Stored items from a collection
•••

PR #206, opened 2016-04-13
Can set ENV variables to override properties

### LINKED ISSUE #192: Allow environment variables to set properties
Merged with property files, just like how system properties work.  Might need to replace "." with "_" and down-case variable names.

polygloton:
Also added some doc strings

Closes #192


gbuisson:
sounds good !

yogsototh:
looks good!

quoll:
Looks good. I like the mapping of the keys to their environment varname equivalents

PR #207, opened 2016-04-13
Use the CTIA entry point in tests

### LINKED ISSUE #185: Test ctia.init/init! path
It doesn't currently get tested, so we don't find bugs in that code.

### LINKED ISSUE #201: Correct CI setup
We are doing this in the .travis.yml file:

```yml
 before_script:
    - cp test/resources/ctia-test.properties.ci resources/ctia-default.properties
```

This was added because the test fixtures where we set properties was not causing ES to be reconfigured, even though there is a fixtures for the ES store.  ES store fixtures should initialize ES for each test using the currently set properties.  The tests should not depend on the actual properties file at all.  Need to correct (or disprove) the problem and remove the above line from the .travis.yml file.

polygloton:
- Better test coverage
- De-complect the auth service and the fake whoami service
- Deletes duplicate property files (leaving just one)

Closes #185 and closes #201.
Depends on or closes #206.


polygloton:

•••

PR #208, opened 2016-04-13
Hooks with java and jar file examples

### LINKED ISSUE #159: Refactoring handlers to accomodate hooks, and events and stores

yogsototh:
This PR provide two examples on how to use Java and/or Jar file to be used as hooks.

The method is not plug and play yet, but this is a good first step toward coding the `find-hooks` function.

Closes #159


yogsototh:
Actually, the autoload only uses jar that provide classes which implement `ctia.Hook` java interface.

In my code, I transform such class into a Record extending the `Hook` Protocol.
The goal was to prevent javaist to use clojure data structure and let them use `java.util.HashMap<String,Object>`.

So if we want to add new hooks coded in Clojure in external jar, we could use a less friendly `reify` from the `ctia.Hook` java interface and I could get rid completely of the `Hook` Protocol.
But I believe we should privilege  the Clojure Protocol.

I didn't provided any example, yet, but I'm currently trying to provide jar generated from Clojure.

•••

**WHAT YOU SHOULD DO**
Wherever the word "provide" appears in a line of the data, copy that line.

**RESULT OF THIS TASK**
This PR provide two examples on how to use Java and/or Jar file to be used as hooks.
Actually, the autoload only uses jar that provide classes which implement `ctia.Hook` java interface.
I didn't provided any example, yet, but I'm currently trying to provide jar generated from Clojure.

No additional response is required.